What does the shareholding system reform mean?

Joint-stock system reform is a kind of enterprise system reform, which aims to transform the original collective-owned enterprises into joint-stock enterprises. In joint-stock enterprises, the assets of the enterprise are held in a decentralized manner, and the share trading is market-oriented, and shareholders enjoy the profit distribution and decision-making power of the enterprise. This reform can promote the marketization, socialization and specialization of enterprises, thus promoting China's economic development.

The shareholding system reform has many advantages. First of all, turning enterprises into joint-stock enterprises can increase the trust of enterprises and attract more investment and capital inflows. Secondly, joint-stock enterprises completely separate enterprises from society and market, thus standardizing enterprise behavior more effectively and promoting its professional development. Finally, joint-stock enterprises attract and inspire a wider range of investors and greatly broaden the financing channels of enterprises.

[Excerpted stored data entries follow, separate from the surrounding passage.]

Issue #1447, opened 2018-10-07
tokens() options are inconsistent with what = "fasterword"


kbenoit:
### Different

`remove_punctuation`:
```r
tokens("This, a test.", what = "fasterword", remove_punct = TRUE)
## tokens from 1 document.
## text1 :
## [1] "This," "a"     "test."
```
and Twitter characters:
```r
tokens("@kenbenoit #quanteda", what = "fasterword", 
       remove_twitter = TRUE, remove_punct = TRUE)
## tokens from 1 document.
## text1 :
## [1] "@kenbenoit" "#quanteda" 

tokens("@kenbenoit #quanteda", what = "fasterword", 
       remove_twitter = FALSE, remove_punct = TRUE)
## tokens from 1 document.
## text1 :
## [1] "@kenbenoit" "#quanteda" 
```

`remove_separators`  behaves differently:
```r
txt <- "one two\nthree\tfour"

# unexpected
tokens(txt, what = "fasterword", remove_separators = FALSE)
## tokens from 1 document.
## text1 :
## [1] "one"              "two\nthree\tfour"

# correct
tokens(txt, what = "fasterword", remove_separators = TRUE)
## tokens from 1 document.
## text1 :
## [1] "one"   "two"   "three" "four" 

# correct
tokens(txt, what = "word", remove_separators = FALSE)
## tokens from 1 document.
## text1 :
## [1] "one"   " "     "two"   "\n"    "three" "\t"    "four" 

# correct
tokens(txt, what = "word", remove_separators = TRUE)
## tokens from 1 document.
## text1 :
## [1] "one"   "two"   "three" "four" 
```

### Same

`remove_url = TRUE` is ok:
```r
tokens("https://quanteda.io is our website", what = "fasterword", remove_url = TRUE)
## tokens from 1 document.
## text1 :
## [1] "is"      "our"     "website"

tokens("https://quanteda.io is our website", what = "fasterword", remove_url = FALSE)
## tokens from 1 document.
## text1 :
## [1] "https://quanteda.io" "is"      "our"     "website"
```

`remove_numbers` is ok:
```r
tokens("99 red balloons 4ever", what = "fasterword", remove_numbers = TRUE) %>%
    as.character()
## [1] "red"      "balloons" "4ever"
tokens("99 red balloons 4ever", what = "fasterword", remove_numbers = FALSE) %>%
    as.character()
## [1] "99"       "red"      "balloons" "4ever"  
```

`remove_symbols` is ok:
[...]

PR #1459, opened 2018-10-22
Address #1447

koheiw:
- Revert change in ad359e6fb12c164b1339bbb02b373d431a899a63.
- Fix handling of new line markers.
- Update documentation as well.
- Correct tests


kbenoit:
Thanks - I can see that this makes more sense now than the pre-fix behaviour (for `tokens(txt, what = "fasterword", remove_separators = FALSE)` output), but it basically means that with `what = "fasterword"`, the `separators` argument has no effect. Should we print a warning stating this if someone calls

```r
tokens(txt, what = "fasterword", remove_separators = FALSE)
```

There are two main factors to promote China's shareholding system reform: first, the rapid economic development in China makes enterprises need more capital and deeper marketization and internationalization; Second, in China, the increasingly active policy support and attitude of enterprises have also forced more enterprises to choose the shareholding system reform. In a word, the shareholding system reform is an inevitable trend of contemporary China's economic development, and its economic and social effects are expected to be more significant in the future.